(Dataset records)

PR #216, opened 2017-05-30
Allow download button to grow in height if needed

VSEphpbb:
Turns this malarkey:
screen shot 2017-05-29 at 5 45 35 pm

Into this:
screen shot 2017-05-29 at 5 45 52 pm


DavidIQ:
I think that malarkey should be un-malarkeyd. Why do we show all versions the contribution applies to like that? Looks terrible...

VSEphpbb:
I assume someone wanted it to show it supports all those versions. We should still have this change regardless.

PR #224, opened 2017-08-01
Use a newer screenshot image viewer

VSEphpbb:
Also fixes https://tracker.phpbb.com/projects/CUSTDB/issues/CUSTDB-730


styles/prosilver/template/contributions/contribution_header.html
```diff
@@ -1,16 +1,5 @@
 <!-- INCLUDE overall_header.html -->
 
-<!-- IF U_DOWNLOAD and U_SUBSCRIBE and not IS_SUBSCRIBED and not QUEUE_STATUS -->
```
DavidIQ: Why was this removed?

styles/prosilver/theme/colorbox.css
```diff
@@ -1,70 +0,0 @@
-/*
```
DavidIQ: I assume this file was just deleted and github's GUI is being dumb and simply showing all lines were removed?

DavidIQ:
If we're no longer needing colorbox then maybe `assets/javascript/jquery.colorbox-min.js` should also be removed and the reference to it removed from `styles/all/template/event/overall_footer_after.html`?

VSEphpbb:
@DavidIQ `assets/javascript/jquery.colorbox-min.js` is being removed along with any references to it.

styles/prosilver/theme/colorbox.css
VSEphpbb: yep

styles/prosilver/template/contributions/contribution_header.html
VSEphpbb: Because this is essentially dead code. From what I have tried to infer, this appeared to be part of an option to Subscribe to a contribution when you have chosen to download one. There is no more code in Titania that unhides this...nor I have I ever remembered experiencing such a thing.

VSEphpbb:
FYI the plugin can be demo'ed here
https://noelboss.github.io/featherlight/gallery.html

DavidIQ:
Yeah, magnific is one I use in ReIMG so... 👍

PR #225, opened 2017-08-01
Fix issues with outdated titania routes

VSEphpbb:
Note EPV can not be updated until after this PR is merged. When EPV is updated it will install Symfony 3 components that will break things because of the deprecated YAML code that this PR fixes.


DavidIQ:
Is this compatible with the current Symfony being used?

VSEphpbb:
Yes it's fully BC

PR #3378, opened 2017-08-23
Add new nav item to all PRM templates [PD-3629]

tdphillips:
## What's this PR do?
Add a new navigation element to PRM. We decided to hard-code it because we don't do Django anymore.
2017-08-23-084928_984x786_scrot


templates/mypartners/nonuseroutreach/outreach_inbox_management.html
```diff
@@ -1,98 +0,0 @@
-{% extends "base.html" %}
```
tdphillips: This isn't in use. We did this then decided that everything should be React.

PR #3386, opened 2017-08-24
Pd 3616 user mgmt navigation

strempe:
## What's this PR do?
- Moves navigation for DE 'Manage Users' Application to a top Sub Nav.
- Moves task actions to the top of the page. (ie: Add User)

screen shot 2017-08-24 at 11 55 17 am

screen shot 2017-08-24 at 12 18 39 pm

- Apps > Manage Users

- Each task in the Sub Nav should change the view accordingly when clicked 
- The tasks 'Users' and 'Role' should toggle to the actions, 'Add User' and 'Add Role'
- Actions should also appear in top right corner of the contents container 

Mobile
- Tasks are shifted to a dropdown
- Clicking a task in the Sub Nav dropdown should change the view accordingly


mwarnsleyDE:
Nice Job Sara

koonsies:
When in mobile view with a longer company name, I get some text overlap. 
screen shot 2017-08-25 at 10 05 43 am

koonsies:
I know it's a bit late-in-the-game to comment on the design, but I find it a bit disconcerting that when we select a link (say "Users" in this example), that the link to User's is immediately replaced by "Add User". It's pretty subtle and I'm not sure many users will understand why it happened. Not to mention, you lose a bit of the feeling of knowing "where you are".

Could we, perhaps, do a submenu that "slides" out of the clicked link? I made a really, really bad mockup of what I mean. User would remain visible, but clearly selected, and the subnav would appear beside it, clearly differentiated from the main nav entries.

sillymockup

Perhaps this has already been discussed and discarded. Just checking if it's a possibility.

PR #3391, opened 2017-08-25
Use our other method of activity determination [ST-4335]

tdphillips:
## What's this PR do?
Migrates our permission management from `@requires` to `user.can` as `@requires` is an all-or-nothing deal.
"read tjd" permissions were required when previewing PRM reports.


myreports/views.py
```diff
@@ -779,12 +779,15 @@ def get_default_report_name(request):
...
 
 
-@requires('read partner', 'read contact', 'read communication record', 'read tjd')
 @require_http_methods(['GET'])
 def old_report_preview(request):
     company = get_company_or_404(request)
     report_id = request.GET.get('id', 0)
     report = get_object_or_404(DynamicReport, pk=report_id)
+    if category == 'tjd_reports':
+        request.user.can(company, 'read tjd')
```
tdphillips: `user.can` raises a 404, just like `@requires`. If it instead returned a 404, this wouldn't work.

PR #3401, opened 2017-08-29
Add "Partners" link to all PRM navigation, add nav to partner saved search

tdphillips:


strempe:
The sub navigation should stay consistent on the NUO, Partner, Other

tdphillips:
I think I addressed the bits that don't deal with NUO.

PR #3407, opened 2017-08-30
Modify topbar to check truthiness of company rather than user.roles.exists

tdphillips:
## What's this PR do?
Hopefully fixes topbar. I was unable to reproduce, so ¯\\\_(ツ)\_/¯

(End Dataset records)

*Exercise prompt*: Without any alteration, the preceding material should be retyped in full.

*Task output*:
PR #216, opened 2017-05-30
Allow download button to grow in height if needed

VSEphpbb:
Turns this malarkey:
screen shot 2017-05-29 at 5 45 35 pm

Into this:
screen shot 2017-05-29 at 5 45 52 pm


DavidIQ:
I think that malarkey should be un-malarkeyd. Why do we show all versions the contribution applies to like that? Looks terrible...

VSEphpbb:
I assume someone wanted it to show it supports all those versions. We should still have this change regardless.

PR #224, opened 2017-08-01
Use a newer screenshot image viewer

VSEphpbb:
Also fixes https://tracker.phpbb.com/projects/CUSTDB/issues/CUSTDB-730


styles/prosilver/template/contributions/contribution_header.html
```diff
@@ -1,16 +1,5 @@
 <!-- INCLUDE overall_header.html -->
 
-<!-- IF U_DOWNLOAD and U_SUBSCRIBE and not IS_SUBSCRIBED and not QUEUE_STATUS -->
```
DavidIQ: Why was this removed?

styles/prosilver/theme/colorbox.css
```diff
@@ -1,70 +0,0 @@
-/*
```
DavidIQ: I assume this file was just deleted and github's GUI is being dumb and simply showing all lines were removed?

DavidIQ:
If we're no longer needing colorbox then maybe `assets/javascript/jquery.colorbox-min.js` should also be removed and the reference to it removed from `styles/all/template/event/overall_footer_after.html`?

VSEphpbb:
@DavidIQ `assets/javascript/jquery.colorbox-min.js` is being removed along with any references to it.

styles/prosilver/theme/colorbox.css
VSEphpbb: yep

styles/prosilver/template/contributions/contribution_header.html
VSEphpbb: Because this is essentially dead code. From what I have tried to infer, this appeared to be part of an option to Subscribe to a contribution when you have chosen to download one. There is no more code in Titania that unhides this...nor I have I ever remembered experiencing such a thing.

VSEphpbb:
FYI the plugin can be demo'ed here
https://noelboss.github.io/featherlight/gallery.html

DavidIQ:
Yeah, magnific is one I use in ReIMG so... 👍

PR #225, opened 2017-08-01
Fix issues with outdated titania routes

VSEphpbb:
Note EPV can not be updated until after this PR is merged. When EPV is updated it will install Symfony 3 components that will break things because of the deprecated YAML code that this PR fixes.


DavidIQ:
Is this compatible with the current Symfony being used?

VSEphpbb:
Yes it's fully BC

PR #3378, opened 2017-08-23
Add new nav item to all PRM templates [PD-3629]

tdphillips:
## What's this PR do?
Add a new navigation element to PRM. We decided to hard-code it because we don't do Django anymore.
2017-08-23-084928_984x786_scrot


templates/mypartners/nonuseroutreach/outreach_inbox_management.html
```diff
@@ -1,98 +0,0 @@
-{% extends "base.html" %}
```
tdphillips: This isn't in use. We did this then decided that everything should be React.

PR #3386, opened 2017-08-24
Pd 3616 user mgmt navigation

strempe:
## What's this PR do?
- Moves navigation for DE 'Manage Users' Application to a top Sub Nav.
- Moves task actions to the top of the page. (ie: Add User)

screen shot 2017-08-24 at 11 55 17 am

screen shot 2017-08-24 at 12 18 39 pm

- Apps > Manage Users

- Each task in the Sub Nav should change the view accordingly when clicked 
- The tasks 'Users' and 'Role' should toggle to the actions, 'Add User' and 'Add Role'
- Actions should also appear in top right corner of the contents container 

Mobile
- Tasks are shifted to a dropdown
- Clicking a task in the Sub Nav dropdown should change the view accordingly


mwarnsleyDE:
Nice Job Sara

koonsies:
When in mobile view with a longer company name, I get some text overlap. 
screen shot 2017-08-25 at 10 05 43 am

koonsies:
I know it's a bit late-in-the-game to comment on the design, but I find it a bit disconcerting that when we select a link (say "Users" in this example), that the link to User's is immediately replaced by "Add User". It's pretty subtle and I'm not sure many users will understand why it happened. Not to mention, you lose a bit of the feeling of knowing "where you are".

Could we, perhaps, do a submenu that "slides" out of the clicked link? I made a really, really bad mockup of what I mean. User would remain visible, but clearly selected, and the subnav would appear beside it, clearly differentiated from the main nav entries.

sillymockup

Perhaps this has already been discussed and discarded. Just checking if it's a possibility.

PR #3391, opened 2017-08-25
Use our other method of activity determination [ST-4335]

tdphillips:
## What's this PR do?
Migrates our permission management from `@requires` to `user.can` as `@requires` is an all-or-nothing deal.
"read tjd" permissions were required when previewing PRM reports.


myreports/views.py
```diff
@@ -779,12 +779,15 @@ def get_default_report_name(request):
...
 
 
-@requires('read partner', 'read contact', 'read communication record', 'read tjd')
 @require_http_methods(['GET'])
 def old_report_preview(request):
     company = get_company_or_404(request)
     report_id = request.GET.get('id', 0)
     report = get_object_or_404(DynamicReport, pk=report_id)
+    if category == 'tjd_reports':
+        request.user.can(company, 'read tjd')
```
tdphillips: `user.can` raises a 404, just like `@requires`. If it instead returned a 404, this wouldn't work.

PR #3401, opened 2017-08-29
Add "Partners" link to all PRM navigation, add nav to partner saved search

tdphillips:


strempe:
The sub navigation should stay consistent on the NUO, Partner, Other

tdphillips:
I think I addressed the bits that don't deal with NUO.

PR #3407, opened 2017-08-30
Modify topbar to check truthiness of company rather than user.roles.exists

tdphillips:
## What's this PR do?
Hopefully fixes topbar. I was unable to reproduce, so ¯\\\_(ツ)\_/¯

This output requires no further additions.